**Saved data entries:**
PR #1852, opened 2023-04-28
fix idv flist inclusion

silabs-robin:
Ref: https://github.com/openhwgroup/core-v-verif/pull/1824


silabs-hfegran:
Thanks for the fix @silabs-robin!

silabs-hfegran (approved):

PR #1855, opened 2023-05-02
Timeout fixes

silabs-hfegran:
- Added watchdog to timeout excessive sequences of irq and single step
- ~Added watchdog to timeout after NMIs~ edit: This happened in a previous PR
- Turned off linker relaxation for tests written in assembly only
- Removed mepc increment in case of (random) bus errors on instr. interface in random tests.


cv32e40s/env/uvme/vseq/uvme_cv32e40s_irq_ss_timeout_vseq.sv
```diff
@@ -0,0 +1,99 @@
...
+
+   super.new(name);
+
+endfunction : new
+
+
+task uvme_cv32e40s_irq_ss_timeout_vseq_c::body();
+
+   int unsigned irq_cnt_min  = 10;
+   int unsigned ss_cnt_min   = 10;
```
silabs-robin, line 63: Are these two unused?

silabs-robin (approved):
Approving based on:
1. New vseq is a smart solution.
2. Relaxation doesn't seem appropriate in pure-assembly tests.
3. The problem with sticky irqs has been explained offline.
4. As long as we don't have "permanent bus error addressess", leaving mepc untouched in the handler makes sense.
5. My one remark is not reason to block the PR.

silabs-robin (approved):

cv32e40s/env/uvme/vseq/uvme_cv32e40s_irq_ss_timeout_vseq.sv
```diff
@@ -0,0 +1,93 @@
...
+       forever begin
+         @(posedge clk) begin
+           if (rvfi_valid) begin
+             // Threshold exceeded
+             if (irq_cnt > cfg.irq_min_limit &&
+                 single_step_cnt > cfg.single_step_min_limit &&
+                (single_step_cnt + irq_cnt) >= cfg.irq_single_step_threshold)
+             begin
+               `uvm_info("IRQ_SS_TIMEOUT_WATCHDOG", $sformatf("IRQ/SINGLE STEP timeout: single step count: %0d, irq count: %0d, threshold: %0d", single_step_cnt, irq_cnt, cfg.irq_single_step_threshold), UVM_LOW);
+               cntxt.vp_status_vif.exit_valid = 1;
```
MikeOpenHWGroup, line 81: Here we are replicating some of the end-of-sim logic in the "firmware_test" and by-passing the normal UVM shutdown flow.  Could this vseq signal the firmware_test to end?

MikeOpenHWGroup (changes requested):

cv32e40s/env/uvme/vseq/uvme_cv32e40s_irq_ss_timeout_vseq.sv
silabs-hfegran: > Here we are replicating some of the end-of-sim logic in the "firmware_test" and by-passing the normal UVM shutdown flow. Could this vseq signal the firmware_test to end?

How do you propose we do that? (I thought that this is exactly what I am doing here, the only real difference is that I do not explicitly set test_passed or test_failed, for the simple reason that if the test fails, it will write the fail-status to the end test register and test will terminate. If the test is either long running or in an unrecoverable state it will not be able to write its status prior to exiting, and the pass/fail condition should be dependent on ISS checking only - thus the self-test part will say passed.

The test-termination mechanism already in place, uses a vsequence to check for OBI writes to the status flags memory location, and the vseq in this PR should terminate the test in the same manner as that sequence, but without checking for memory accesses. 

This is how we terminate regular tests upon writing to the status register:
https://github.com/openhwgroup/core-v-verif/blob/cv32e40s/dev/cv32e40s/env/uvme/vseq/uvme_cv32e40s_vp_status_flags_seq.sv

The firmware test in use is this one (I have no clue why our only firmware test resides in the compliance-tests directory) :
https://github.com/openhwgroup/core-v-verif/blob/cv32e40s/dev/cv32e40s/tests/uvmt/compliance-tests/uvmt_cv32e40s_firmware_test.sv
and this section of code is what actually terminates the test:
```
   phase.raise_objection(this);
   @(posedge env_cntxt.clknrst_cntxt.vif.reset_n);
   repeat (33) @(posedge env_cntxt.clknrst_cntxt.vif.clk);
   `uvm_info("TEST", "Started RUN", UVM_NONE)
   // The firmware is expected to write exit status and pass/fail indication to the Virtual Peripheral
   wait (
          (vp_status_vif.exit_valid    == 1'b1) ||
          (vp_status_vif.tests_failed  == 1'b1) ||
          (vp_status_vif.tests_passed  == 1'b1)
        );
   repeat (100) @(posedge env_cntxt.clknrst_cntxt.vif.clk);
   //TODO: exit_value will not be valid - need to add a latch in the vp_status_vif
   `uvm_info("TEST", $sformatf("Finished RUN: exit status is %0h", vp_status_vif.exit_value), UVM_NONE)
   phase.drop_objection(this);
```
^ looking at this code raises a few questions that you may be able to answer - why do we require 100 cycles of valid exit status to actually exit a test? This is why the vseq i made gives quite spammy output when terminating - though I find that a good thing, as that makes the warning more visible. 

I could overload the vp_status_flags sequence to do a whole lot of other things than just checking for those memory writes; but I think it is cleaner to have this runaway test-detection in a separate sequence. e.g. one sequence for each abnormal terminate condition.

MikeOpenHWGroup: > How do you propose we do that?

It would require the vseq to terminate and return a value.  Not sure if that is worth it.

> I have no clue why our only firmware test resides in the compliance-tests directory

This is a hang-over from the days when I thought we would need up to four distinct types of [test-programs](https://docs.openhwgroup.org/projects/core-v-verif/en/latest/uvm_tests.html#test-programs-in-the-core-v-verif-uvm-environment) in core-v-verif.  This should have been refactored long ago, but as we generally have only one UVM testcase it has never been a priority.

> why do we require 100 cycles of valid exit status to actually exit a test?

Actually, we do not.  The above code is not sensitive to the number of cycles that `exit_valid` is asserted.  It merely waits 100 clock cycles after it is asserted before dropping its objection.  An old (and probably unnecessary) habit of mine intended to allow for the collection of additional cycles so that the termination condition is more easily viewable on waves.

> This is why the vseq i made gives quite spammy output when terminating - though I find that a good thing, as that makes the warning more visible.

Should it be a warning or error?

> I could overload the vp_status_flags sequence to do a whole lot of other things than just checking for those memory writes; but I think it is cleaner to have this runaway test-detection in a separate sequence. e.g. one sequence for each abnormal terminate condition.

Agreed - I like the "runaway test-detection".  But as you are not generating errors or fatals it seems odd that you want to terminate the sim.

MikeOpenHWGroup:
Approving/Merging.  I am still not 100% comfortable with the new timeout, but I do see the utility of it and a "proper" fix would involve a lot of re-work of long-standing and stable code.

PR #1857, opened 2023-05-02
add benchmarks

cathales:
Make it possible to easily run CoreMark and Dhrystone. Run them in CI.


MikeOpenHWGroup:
* * *
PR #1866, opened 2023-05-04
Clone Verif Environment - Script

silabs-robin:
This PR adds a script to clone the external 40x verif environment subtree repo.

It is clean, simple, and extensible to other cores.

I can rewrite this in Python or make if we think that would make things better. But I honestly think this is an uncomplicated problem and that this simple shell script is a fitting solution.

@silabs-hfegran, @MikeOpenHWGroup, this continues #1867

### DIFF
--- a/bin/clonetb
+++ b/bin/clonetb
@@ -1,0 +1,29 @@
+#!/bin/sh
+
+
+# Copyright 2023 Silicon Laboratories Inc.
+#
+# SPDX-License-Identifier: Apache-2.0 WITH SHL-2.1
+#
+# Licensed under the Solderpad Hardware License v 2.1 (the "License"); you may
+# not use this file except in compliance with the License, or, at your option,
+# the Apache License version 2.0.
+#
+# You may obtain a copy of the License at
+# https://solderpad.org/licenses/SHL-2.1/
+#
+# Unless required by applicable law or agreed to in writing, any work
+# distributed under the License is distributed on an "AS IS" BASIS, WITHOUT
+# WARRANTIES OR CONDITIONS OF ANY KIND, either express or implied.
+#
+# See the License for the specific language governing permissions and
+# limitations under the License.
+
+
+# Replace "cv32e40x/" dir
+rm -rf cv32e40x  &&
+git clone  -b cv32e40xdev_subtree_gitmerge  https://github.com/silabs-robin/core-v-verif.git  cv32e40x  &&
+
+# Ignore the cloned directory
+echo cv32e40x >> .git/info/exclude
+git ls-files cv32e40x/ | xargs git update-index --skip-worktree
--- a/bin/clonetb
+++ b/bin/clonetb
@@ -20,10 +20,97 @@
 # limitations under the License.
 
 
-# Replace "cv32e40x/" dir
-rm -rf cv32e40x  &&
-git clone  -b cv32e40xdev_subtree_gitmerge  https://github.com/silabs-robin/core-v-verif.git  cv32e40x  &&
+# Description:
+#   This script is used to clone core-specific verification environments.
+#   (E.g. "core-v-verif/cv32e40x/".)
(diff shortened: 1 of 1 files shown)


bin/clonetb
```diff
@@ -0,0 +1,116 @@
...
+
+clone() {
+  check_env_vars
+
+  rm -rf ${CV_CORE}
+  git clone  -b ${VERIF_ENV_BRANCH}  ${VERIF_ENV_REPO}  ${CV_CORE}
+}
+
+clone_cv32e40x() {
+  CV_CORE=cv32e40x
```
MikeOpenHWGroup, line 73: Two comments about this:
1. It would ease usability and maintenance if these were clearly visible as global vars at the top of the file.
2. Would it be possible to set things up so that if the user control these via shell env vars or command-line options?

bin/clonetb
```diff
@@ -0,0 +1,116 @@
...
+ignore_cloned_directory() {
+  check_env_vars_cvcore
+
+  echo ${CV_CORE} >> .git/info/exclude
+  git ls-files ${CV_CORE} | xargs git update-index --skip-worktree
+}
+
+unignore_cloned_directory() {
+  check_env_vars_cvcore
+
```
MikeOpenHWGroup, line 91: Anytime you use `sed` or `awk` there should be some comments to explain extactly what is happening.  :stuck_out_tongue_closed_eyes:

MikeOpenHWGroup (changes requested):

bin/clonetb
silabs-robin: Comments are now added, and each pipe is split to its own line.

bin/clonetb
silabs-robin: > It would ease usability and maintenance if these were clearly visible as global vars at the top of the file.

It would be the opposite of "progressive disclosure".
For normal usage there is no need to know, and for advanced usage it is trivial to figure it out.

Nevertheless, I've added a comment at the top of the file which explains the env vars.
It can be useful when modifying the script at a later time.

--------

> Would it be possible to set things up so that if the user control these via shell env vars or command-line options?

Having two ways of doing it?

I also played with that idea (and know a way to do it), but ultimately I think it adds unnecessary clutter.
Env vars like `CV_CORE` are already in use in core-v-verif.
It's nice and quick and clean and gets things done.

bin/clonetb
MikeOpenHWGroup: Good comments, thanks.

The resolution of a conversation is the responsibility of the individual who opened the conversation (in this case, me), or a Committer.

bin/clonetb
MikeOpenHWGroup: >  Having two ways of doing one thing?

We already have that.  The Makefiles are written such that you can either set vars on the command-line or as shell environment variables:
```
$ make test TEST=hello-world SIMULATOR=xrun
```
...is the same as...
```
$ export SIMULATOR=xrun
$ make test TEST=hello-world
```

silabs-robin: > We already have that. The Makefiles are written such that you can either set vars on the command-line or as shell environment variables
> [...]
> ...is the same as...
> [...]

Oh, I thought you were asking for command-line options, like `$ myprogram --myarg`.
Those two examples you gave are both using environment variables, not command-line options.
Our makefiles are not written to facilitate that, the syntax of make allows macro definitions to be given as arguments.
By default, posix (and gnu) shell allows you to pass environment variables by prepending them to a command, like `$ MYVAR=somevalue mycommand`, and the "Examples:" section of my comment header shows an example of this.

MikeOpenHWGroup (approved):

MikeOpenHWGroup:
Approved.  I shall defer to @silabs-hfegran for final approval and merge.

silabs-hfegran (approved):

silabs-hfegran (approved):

**WHAT YOU SHOULD DO:** Every line with "global" in it should be copied from the entries.

**OUTPUT BELOW:**
1. It would ease usability and maintenance if these were clearly visible as global vars at the top of the file.
silabs-robin: > It would ease usability and maintenance if these were clearly visible as global vars at the top of the file.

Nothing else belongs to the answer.